| The task |
Below are some records; reproduce them exactly.

(Records from a dataset)
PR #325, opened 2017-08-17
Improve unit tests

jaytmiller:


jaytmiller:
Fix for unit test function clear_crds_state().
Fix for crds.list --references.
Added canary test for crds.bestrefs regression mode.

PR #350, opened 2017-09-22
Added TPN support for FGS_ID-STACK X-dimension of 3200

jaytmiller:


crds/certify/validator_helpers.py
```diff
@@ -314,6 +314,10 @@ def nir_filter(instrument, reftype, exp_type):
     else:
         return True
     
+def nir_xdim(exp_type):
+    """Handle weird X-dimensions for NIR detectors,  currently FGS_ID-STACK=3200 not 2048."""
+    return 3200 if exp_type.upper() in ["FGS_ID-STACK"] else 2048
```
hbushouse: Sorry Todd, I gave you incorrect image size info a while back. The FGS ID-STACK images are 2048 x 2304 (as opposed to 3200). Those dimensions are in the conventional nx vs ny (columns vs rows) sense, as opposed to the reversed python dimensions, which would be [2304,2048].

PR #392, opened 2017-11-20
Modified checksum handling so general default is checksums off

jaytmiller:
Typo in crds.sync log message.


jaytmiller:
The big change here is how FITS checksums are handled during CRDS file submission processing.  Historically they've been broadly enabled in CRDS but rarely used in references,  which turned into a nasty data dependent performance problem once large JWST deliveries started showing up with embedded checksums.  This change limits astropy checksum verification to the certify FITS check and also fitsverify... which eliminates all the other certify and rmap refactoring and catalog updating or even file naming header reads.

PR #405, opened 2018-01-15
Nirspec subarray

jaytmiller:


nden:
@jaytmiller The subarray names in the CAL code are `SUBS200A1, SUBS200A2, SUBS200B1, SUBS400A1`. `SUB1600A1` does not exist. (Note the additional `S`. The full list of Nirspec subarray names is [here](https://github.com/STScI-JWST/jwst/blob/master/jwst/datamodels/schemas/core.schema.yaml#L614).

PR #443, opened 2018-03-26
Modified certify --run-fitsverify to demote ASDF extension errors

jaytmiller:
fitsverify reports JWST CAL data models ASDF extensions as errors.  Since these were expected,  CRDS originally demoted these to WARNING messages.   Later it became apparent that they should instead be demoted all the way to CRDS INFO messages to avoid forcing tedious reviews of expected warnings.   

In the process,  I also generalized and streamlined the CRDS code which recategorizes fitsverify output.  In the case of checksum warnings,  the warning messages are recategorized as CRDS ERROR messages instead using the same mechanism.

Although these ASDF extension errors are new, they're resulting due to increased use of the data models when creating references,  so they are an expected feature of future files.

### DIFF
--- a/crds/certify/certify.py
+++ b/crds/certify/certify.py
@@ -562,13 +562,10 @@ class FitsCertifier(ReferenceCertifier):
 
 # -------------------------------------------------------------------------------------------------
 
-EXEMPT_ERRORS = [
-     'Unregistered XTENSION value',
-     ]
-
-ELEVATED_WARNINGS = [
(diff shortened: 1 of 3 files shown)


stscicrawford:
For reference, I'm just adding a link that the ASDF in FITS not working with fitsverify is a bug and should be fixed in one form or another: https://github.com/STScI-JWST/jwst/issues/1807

| Response area |
PR #325, opened 2017-08-17
Improve unit tests

jaytmiller:


jaytmiller:
Fix for unit test function clear_crds_state().
Fix for crds.list --references.
Added canary test for crds.bestrefs regression mode.

PR #350, opened 2017-09-22
Added TPN support for FGS_ID-STACK X-dimension of 3200

jaytmiller:


crds/certify/validator_helpers.py
```diff
@@ -314,6 +314,10 @@ def nir_filter(instrument, reftype, exp_type):
     else:
         return True
     
+def nir_xdim(exp_type):
+    """Handle weird X-dimensions for NIR detectors,  currently FGS_ID-STACK=3200 not 2048."""
+    return 3200 if exp_type.upper() in ["FGS_ID-STACK"] else 2048
```
hbushouse: Sorry Todd, I gave you incorrect image size info a while back. The FGS ID-STACK images are 2048 x 2304 (as opposed to 3200). Those dimensions are in the conventional nx vs ny (columns vs rows) sense, as opposed to the reversed python dimensions, which would be [2304,2048].

PR #392, opened 2017-11-20
Modified checksum handling so general default is checksums off

jaytmiller:
Typo in crds.sync log message.


jaytmiller:
The big change here is how FITS checksums are handled during CRDS file submission processing.  Historically they've been broadly enabled in CRDS but rarely used in references,  which turned into a nasty data dependent performance problem once large JWST deliveries started showing up with embedded checksums.  This change limits astropy checksum verification to the certify FITS check and also fitsverify... which eliminates all the other certify and rmap refactoring and catalog updating or even file naming header reads.

PR #405, opened 2018-01-15
Nirspec subarray

jaytmiller:


nden:
@jaytmiller The subarray names in the CAL code are `SUBS200A1, SUBS200A2, SUBS200B1, SUBS400A1`. `SUB1600A1` does not exist. (Note the additional `S`. The full list of Nirspec subarray names is [here](https://github.com/STScI-JWST/jwst/blob/master/jwst/datamodels/schemas/core.schema.yaml#L614).

PR #443, opened 2018-03-26
Modified certify --run-fitsverify to demote ASDF extension errors

jaytmiller:
fitsverify reports JWST CAL data models ASDF extensions as errors.  Since these were expected,  CRDS originally demoted these to WARNING messages.   Later it became apparent that they should instead be demoted all the way to CRDS INFO messages to avoid forcing tedious reviews of expected warnings.   

In the process,  I also generalized and streamlined the CRDS code which recategorizes fitsverify output.  In the case of checksum warnings,  the warning messages are recategorized as CRDS ERROR messages instead using the same mechanism.

Although these ASDF extension errors are new, they're resulting due to increased use of the data models when creating references,  so they are an expected feature of future files.

### DIFF
--- a/crds/certify/certify.py
+++ b/crds/certify/certify.py
@@ -562,13 +562,10 @@ class FitsCertifier(ReferenceCertifier):
 
 # -------------------------------------------------------------------------------------------------
 
-EXEMPT_ERRORS = [
-     'Unregistered XTENSION value',
-     ]
-
-ELEVATED_WARNINGS = [
(diff shortened: 1 of 3 files shown)


stscicrawford:
For reference, I'm just adding a link that the ASDF in FITS not working with fitsverify is a bug and should be fixed in one form or another: https://github.com/STScI-JWST/jwst/issues/1807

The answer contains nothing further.